Jeffrey West Kirkwood

Overview

Jeffrey West Kirkwood is an Assistant Professor in the Department of Art History at Binghamton University, State University of New York, where his research concentrates on media theory, cultural techniques, and theories and histories of “the digital.” He received his PhD from Princeton University and an MA from the University of Chicago, and he has been the recipient of a number of fellowships, including a Fulbright Fellowship, a Harold W. Dodds Fellowship, and fellowships at the International Research Institute for Cultural Technologies and Media Philosophy (IKKM). In 2018 he co-edited and co-wrote the introduction to the first English translation of Ernst Kapp’s Elements of a Philosophy of Technology, and his writing has appeared in October, Grey Room, Texte zur Kunst, Zeitschrift für Medien- und Kulturforschung (ZMK), OSMOS, and a number of edited collections, among other places. His first book is entitled Endless Intervals: Cinema, Psychology, and Semiotechnics around 1900  and he is completing a second book, The Negative Image: A History of Impossible States.

Research Focus

The Future Was Bright: A History of Optical Technologies and Impossible Futures

The proposed research will examine historical cases in which optical technologies designed for scientific observation have fabricated an empirical imaginary. Focusing largely on physicist and psychologist Ernst Mach’s photographs of shock waves and his writings on “thought experiments” [Gedankenexperimente], this project will investigate how the operations of image technologies in the late nineteenth and early twentieth century helped to create a visual language for articulating states that could not be observed. Against the tendency to view each new generation of media technologies as a movement towards greater verisimilitude and realism, the research engages with how mechanical imaging technologies, such as stroboscopic photography, governed the limitations and possibilities for imagining scientific realities that could never be.

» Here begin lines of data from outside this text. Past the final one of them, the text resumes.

PR #1881, opened 2020-09-18
Resolve N+1 on Attachments in Search Results

mbarnett:
## Context

With the switch from Fedora to PostgreSQL, we're increasing pressure on the DB server, and consequently turning up some old inefficiencies that can now be addressed.

Previously, search results involved making:
1) one Solr query containing all of the data needed to render the results minus information about the attachments
2) 10 queries to Solr to fetch the attachments for the 10 results on the page.

Now, we are making:

1) one Solr query, giving us the IDs of the resulting model instances
2) 10 queries for the model instances
3) 10*N more queries for the model instances' attachments, where N is the number of attachments each instance has

This is excessive. 

This PR aims to address point 3 (point 2 may be addressed separately at some point as per https://github.com/ualbertalib/jupiter/blob/291ebcc6bdb17049523941df25a44c31831b6baa/app/models/jupiter_core/solr_services/deferred_faceted_solr_query.rb#L119 but note the significant challenge here is that not all Solr results will necessarily come from the same DB table, so batching it up into a single query is likely impossible unless we unify `Item` and `Thesis`)

A complicating factor here is that the ActiveStorage API names the eager-load scope according to the attached model so, for instance, `Item`(and `Thesis`), which `has_many_attached :files`, has an eager-loading scope of `with_attached_files`, whereas `Community`, which `has_one_attached :logo`, has an eager-loading scope of `with_attached_logo`. And Collection has no eager-loading scope at all, because it lacks any attachments.

`DeferredFacetedSolrQuery` potentially deals with results containing all of the above models at runtime, with no knowledge of which scope to call when making a query for the record in the result:

https://github.com/ualbertalib/jupiter/blob/291ebcc6bdb17049523941df25a44c31831b6baa/app/models/jupiter_core/solr_services/deferred_faceted_solr_query.rb#L120-L121

## What's New

We introduce two new Class methods in the `Depositable` superclass (which all Solr-searchable models must inherit from).

1) A protected method, `self.eager_attachment_scope`, which should return a model-specific call to the correct scope for the kind of attachment specific to the model (so eg. `Item` returns `self. with_attached_files`). By default this method blows up noisily when called, to force us to remember to override it correctly in all subclasses. Models like `Collection` simply make this method a no-op by choosing to return `self`.

2) A public method, `self.with_eagerly_loaded_attachments`, which simply gives the models' client code a nicer DSLy method for accessing the scope.

`DeferredFacetedSolrQuery` is then altered to use the scope on all classes during reification of search results.

(unrelatedly, I also shifted the methods around in `Item` and `Thesis` to group all instance methods and class methods together, because they were kind of a random mess)

### DIFF
--- a/CHANGELOG.md
+++ b/CHANGELOG.md
@@ -13,6 +13,7 @@ and releases in Jupiter project adheres to [Semantic Versioning](http://semver.o
 ### Fixed
 - bump rubocop and fix cop violations [PR#1845](https://github.com/ualbertalib/jupiter/pull/1845)
 - bump rubocop-performance and fix cop violations [PR#1850](https://github.com/ualbertalib/jupiter/pull/1850)
+- N+1 query issue with attachments to models in search results [PR#1881](https://github.com/ualbertalib/jupiter/pull/1881)
 
 ## [2.0.1.pre2] - 2020-09-01
 
--- a/app/models/collection.rb
+++ b/app/models/collection.rb
@@ -17,6 +17,9 @@ class Collection < JupiterCore::Depositable
     self.visibility = JupiterCore::VISIBILITY_PUBLIC
   end
 
+  # We have no attachments, so the scope is just the class itself.
+  def self.eager_attachment_scope; self; end
+
   def path
     "#{community_id}/#{id}"
   end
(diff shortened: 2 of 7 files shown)


murny (approved):
Looks good to me 👍. Nice work.

Might be nice to use `bullet` gem (https://github.com/flyerhzm/bullet) to help us discover these in the future since we now on ActiveRecord 🤔

mbarnett:
Good idea! I'll take that for a spin locally and try it out.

By contending with transformations in the technical and conceptual production of possible and impossible states, the proposed book will also shed light on a history of image practices that opened the door to more recent and dubious claims about “alternative facts.” Where technical images have traditionally been praised for establishing the hard contours of what is real and objective, the book reveals a history of technological and philosophical practice that blurred those lines.

My work will be dedicated to researching and writing my second single-authored book project. Tentatively titled The Negative Image: A Media History of Impossible States, the book interrogates the concept of positivism as a productive straw man for philosophers, cultural theorists, and the avant-garde after 1900. The book will historically and theoretically recast the legacy of positivism as vital to the twentieth century “crisis of signification,” as well as the contemporary culture of images. It will thus recover a crucial battle over the political, scientific, and artistic interpretation of images from mechanical modes of inscription through high-resolution digital imaging.